J Am Med Inform Assoc. 2011 Sep-Oct;18(5):588-93. doi: 10.1136/amiajnl-2011-000154. Epub 2011 May 19.
This paper describes the approaches the authors developed while participating in the i2b2/VA 2010 challenge to automatically extract medical concepts and annotate assertions on concepts and relations between concepts.

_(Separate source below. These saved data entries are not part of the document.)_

PR #1234, opened 2022-10-24
seo: update canonical url and description for SEO

zacjones93:
What is DOM? and what is the dom? are high volume searches (33k/m) which we have very little clicks for. This updates the page with a canonical url and better description which will hopefully increase SEO and click through.

Our page description is lacking for this: 
image

image

canon

### DIFF
--- a/src/layouts/fancy-guide.tsx
+++ b/src/layouts/fancy-guide.tsx
@@ -1,6 +1,7 @@
 import React, {FunctionComponent} from 'react'
 import {NextSeo} from 'next-seo'
 import Contributors from '../components/contributors'
+import {useRouter} from 'next/router'
 
 type LayoutProps = {
   meta?: {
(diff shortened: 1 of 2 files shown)


src/layouts/fancy-guide.tsx
```diff
@@ -17,14 +18,20 @@ const FancyGuideLayout: FunctionComponent<LayoutProps> = ({
...
     title,
     description,
     titleAppendSiteName = false,
-    url,
+    url: urlFromProps,
     ogImage,
     contributors,
   } = meta
+
+  const canonicalUrl = urlFromProps ? urlFromProps : url
```
zacjones93, line 33: updates our <FancyGuide> component used on a few MDX pages to set the canonicalUrl from the router if none was passed. Currently I couldn't find any of these pages that use the component where we pass a url.

nicollguarnizo (approved):

Issue #1240, opened 2022-11-28
Not all completed courses are shown in "Completed courses" on user page


DrShpongle:
Some users complaint that not all completed courses are shown in "Completed courses" on user page.
https://eggheadio.slack.com/archives/G01JXF8N3LK/p1669483237431139

DrShpongle:
fixed with https://github.com/skillrecordings/egghead-next/pull/1284

PR #1241, opened 2022-11-28
"Completed" label on course page

DrShpongle:
This adds the "Completed label" on the Course page in case user have already completed it.

Screen Recording 2022-11-28 at 14 26 15

There are few bugs to fix:
1) some users complaint that not all completed courses are marked as "completed", I have created related issue: https://github.com/eggheadio/egghead-next/issues/1240
2) Play button should display "Start watching" or "Continue watching" depends on progress, but it seems it doesn't work ("Start watching" is shown always) - will tackle it in separate PR.

shia-labeouf-even-stevens (1)

P.S. Also fixed "unique key attribute" warning on the Home page, just it was too minor for separate PR.


zacjones93 (approved):
LGTM

PR #1246, opened 2022-12-03
Prisma Starter

garrettdimon:
Adds the prisma schema (and a fully-generated version for reference).


prisma/schema.prisma
```diff
@@ -0,0 +1,84 @@
...
+generator client {
+  provider = "prisma-client-js"
+}
+
+datasource db {
+  provider = "postgresql"
+  url      = env("DATABASE_URL")
+}
+
+model OathAccessToken {
```
jbranchaud, line 13: should this be `OauthAccessToken`? Notice the missing `u`?

jbranchaud:
This looks good to me. I'm not as familiar with the details on setting up tRPC, but I looked over those various files and it makes sense.

I liked that you only pulled in the bits of the schema that you need at the moment.

The tRPC layer seems like a natural place to (eventually) layer in CASL for mirroring (or reimplementing) the Ability checks that are going to be needed for other features that we want to transition from `egghead-rails` to `egghead-next`.

src/pages/user/index.tsx
```diff
@@ -0,0 +1,98 @@
...
+  )
+}
+
+const tabs = [
+  {label: 'Activity', component: <ActivityTabContent />},
+  {label: 'Bookmarks', component: <BookmarksTabContent />},
+  {label: 'Account Info', component: <AccountInfoTabContent />},
+]
+
+export default User
```
DrShpongle, line 98: I think this page should be removed

src/components/pages/user/tabs-content/account-info-tab-content.tsx
```diff
@@ -1,17 +1,44 @@
...
 import {ItemWrapper} from 'components/pages/user/components/widget-wrapper'
+import SubscriptionDetails from 'components/pages/user/components/subscription-details'
+
 import {useViewer} from 'context/viewer-context'
 import {
   AvatarForm,
   RequestEmailChangeForm,
   // RequestNameChangeForm,
 } from '../components'
+import {trpc} from '../../../../utils/trpc'
```
DrShpongle, line 14: this could be reduced to just `import {trpc} from 'utils/trpc'` I think

src/components/pages/user/tabs-content/account-info-tab-content.tsx
```diff
@@ -1,17 +1,44 @@
...
-  const {email: currentEmail, providers} = viewer || {}
+  const {viewer, authToken, loading} = useViewer()
+  const {email: currentEmail, accounts, providers} = viewer || {}
   const isConnectedToGithub = providers?.includes('github')
+  const {slug} = getAccountWithSubscription(accounts)
+
+  const {data: account, status: accountLoadingStatus} =
+    trpc.user.current.useQuery()
+
+  console.log({account, accountLoadingStatus})
```
DrShpongle, line 41: this could be removed

PR #1258, opened 2022-12-14
Fixes EGG-50: fetch resource state from rails and add retired banner

zacjones93:
Update course and lesson page to actually show retired banner if resource is in fact retired.

course banner desktop
course banner mobile

lesson banner desktop
lesson banner mobile

retired

### DIFF
--- a/src/pages/lessons/[slug].tsx
+++ b/src/pages/lessons/[slug].tsx
@@ -568,7 +568,7 @@ const Lesson: React.FC<LessonProps> = ({
             />
           </div>
           {withSidePanel && (
-            <div className="col-span-3 flex flex-col dark:bg-gray-800 bg-gray-50">
+            <div className="flex flex-col col-span-3 dark:bg-gray-800 bg-gray-50">
               <PlayerSidebar
                 relatedResources={specialLessons[lesson.slug]}
                 videoResource={lesson}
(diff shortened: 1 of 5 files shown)


joelhooks:
@zacjones93 can we also remove the download button since it doesn't work (or fix it)

DrShpongle (approved):

src/pages/lessons/[slug].tsx
```diff
@@ -581,6 +582,12 @@ const Lesson: React.FC<LessonProps> = ({
       <div className="container max-w-screen-lg py-8 md:py-12 lg:py-16">
         <div className="grid grid-cols-1 gap-8 divide-y lg:grid-cols-1 lg:gap-12 md:divide-transparent divide-gray-50">
           <div className="row-start-1 space-y-6 md:col-span-8 md:row-start-1 md:space-y-8 lg:space-y-10">
+            {lesson.state === 'RETIRED' && (
```
Comment (jbranchaud) [inline src/pages/lessons/[slug].tsx:585]: Is it supposed to be all-caps here and lowercase up above?

CleanShot 2022-12-15 at 10 23 59@2x

joelhooks (approved):

src/pages/lessons/[slug].tsx
Comment (zacjones93) [reply src/pages/lessons/[slug].tsx:585]: lesson state was coming in all-caps for whatever reason

Use Chrome Developer Tools to Emulate Different Mobile Devices egghead io 2022-12-15 at 4 20 53 PM

PR #1265, opened 2023-01-03
adds ability to send a coupon code via url for pricing page

joelhooks:
the price is wrong


src/machines/commerce-machine.ts
```diff
@@ -166,9 +166,12 @@ export const commerceMachine = createMachine<
   {
     services: {
       fetchPricingData: async (context): Promise<PricingData | undefined> => {
+        let params = new URLSearchParams(window.location.search)
```
joelhooks, line 169: we weren't able to send a code via the url previously

PR #1269, opened 2023-01-09
Fixes EGG-101: provide a direct link to invoice after purchase

DrShpongle:
Actually, problem is not solved - after purchase transactions are not immediately available, so call `axios.get(`${process.env.NEXT_PUBLIC_AUTH_DOMAIN}/api/v1/transactions`)` returns the data after about ~1 min (our db  processing time?). It means that on the MembershipConfirmation screen that user gets in browser just after purchase completed (and it redirects from stripe portal) `transactions` data is not loaded.
Is there a way to get `stripe_transaction_id` immediately? Can it be passed along with with redirect from stripe portal somehow?

No funny GIF for now 🥸

### DIFF
--- a/src/components/invoices/index.tsx
+++ b/src/components/invoices/index.tsx
@@ -2,6 +2,8 @@ import * as React from 'react'
 import axios from 'utils/configured-axios'
 import {isEmpty} from 'lodash'
 import {format, parseISO} from 'date-fns'
+import Spinner from 'components/spinner'
+import Link from 'next/link'
 
 type HeadingProps = React.ComponentPropsWithoutRef<any> & {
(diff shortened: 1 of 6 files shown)


joelhooks:
we do this on partner products by having the charge page (so /invoices/transaction_id in this case) open, doesn't even require a login. 

that doesn't work here because we also bolted the "here's your team link" on the invoice page (it looks awful) but it makes it SUPER convenient to provide quick links to invoices and allow for sharing of invoice link to their internal stakeholders

@zacjones93 @garrettdimon

joelhooks (approved):

DrShpongle:
fixed with https://github.com/skillrecordings/egghead-next/pull/1290

PR #1270, opened 2023-01-11
Fixes EGG-86: continue enhancing the "what I've viewed" functionality

DrShpongle:
this adds ✅ label to completed courses on the Search page:

- [x] put label on curated part of the search page
- [x] put label on completed course cards in search results

<details>
  <summary>Curated part of the Search Page:</summary>
  
</details>
<details>
  <summary>Search results:</summary>
  
</details>

Technically, it works.
What I'm not happy with is that I use the same `useQuery` call twice on the same page (`src/components/search/index.tsx`) in two child components: `<NewCuratedTopicPage />` and `<Hits />`. Moreover, I was forced to wrap `<Hits />` with additional `<QueryClientProvider>`, otherwise I get the error described below. The `useQuery` call in `<NewCuratedTopicPage />` works smooth though. I've tried to move `useQuery` call on parent level (`src/components/search/index.tsx`, `<Search />`) and just pass the call result as props to child components, but I've got the error described here: https://eggheadio.slack.com/archives/G01CAT0P9TL/p1673398982014119

Would be happy if someone could help me to understand what I'm missing here 🥸

### DIFF
--- a/src/components/card/search-hit-resource-card.tsx
+++ b/src/components/card/search-hit-resource-card.tsx
@@ -16,6 +16,7 @@ import {CardResource} from 'types'
 import {Textfit} from 'react-textfit'
 import ReactMarkdown from 'react-markdown'
 import useFitText from 'use-fit-text'
+import CheckIcon from 'components/icons/check'
 
 const SearchHitResourceCard: React.FC<{
   resource: CardResource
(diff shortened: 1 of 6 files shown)


joelhooks (approved):
`useQuery` has efficient cache so calling it multiple times is not an issue and is encouraged. another approach is the wrap useQuery in custom hook like you've done. it looks good. could extract to shared hook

The authors'approaches rely on both rule-based and machine-learning methods. Natural language processing is used to extract features from the input texts; these features are then used in the authors' machine-learning approaches. The authors used Conditional Random Fields for concept extraction, and Support Vector Machines for assertion and relation annotation. Depending on the task, the authors tested various combinations of rule-based and machine-learning methods.
The authors'assertion annotation system obtained an F-measure of 0.931, ranking fifth out of 21 participants at the i2b2/VA 2010 challenge. The authors' relation annotation system ranked third out of 16 participants with a 0.709 F-measure. The 0.773 F-measure the authors obtained on concept extraction did not make it to the top 10.
On the one hand, the authors confirm that the use of only machine-learning methods is highly dependent on the annotated training data, and thus obtained better results for well-represented classes. On the other hand, the use of only a rule-based method was not sufficient to deal with new types of data. Finally, the use of hybrid approaches combining machine-learning and rule-based approaches yielded higher scores.
本文描述了作者在参与 i2b2/VA 2010 挑战赛时所开发的方法,这些方法用于自动提取医学概念,并对概念以及概念之间的关系进行断言标注。
作者的方法依赖于基于规则和基于机器学习的方法。自然语言处理用于从输入文本中提取特征;然后,这些特征被用于作者的机器学习方法中。作者使用条件随机场进行概念提取,使用支持向量机进行断言和关系标注。根据任务的不同,作者测试了基于规则和基于机器学习的方法的各种组合。
作者的断言标注系统在 i2b2/VA 2010 挑战赛的 21 个参赛队伍中排名第五,获得了 0.931 的 F 值。作者的关系标注系统在 16 个参赛队伍中排名第三,获得了 0.709 的 F 值。作者在概念提取方面获得的 0.773 的 F 值没有进入前 10 名。
一方面,作者证实仅使用机器学习方法高度依赖于标注的训练数据,因此对于代表性良好的类别获得了更好的结果。另一方面,仅使用基于规则的方法不足以处理新类型的数据。最后,使用结合了机器学习和基于规则的方法的混合方法产生了更高的分数。